_Exercise goal_: Would you please print the data a second time, exactly as it stands?

_Source data_:

PR #685, opened 2016-02-02
[ZEPPELIN-595] Allow displaying decimal format in d3

minahlee:
### What is this PR for?
This PR enables displaying decimal format in built-in nvd3 chart

### What type of PR is it?
Bug Fix

[ZEPPELIN-595](https://issues.apache.org/jira/browse/ZEPPELIN-595)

_Output for this exercise_:
PR #685, opened 2016-02-02
[ZEPPELIN-595] Allow displaying decimal format in d3

minahlee:
### What is this PR for?
This PR enables displaying decimal format in built-in nvd3 chart

### What type of PR is it?
Bug Fix

[ZEPPELIN-595](https://issues.apache.org/jira/browse/ZEPPELIN-595)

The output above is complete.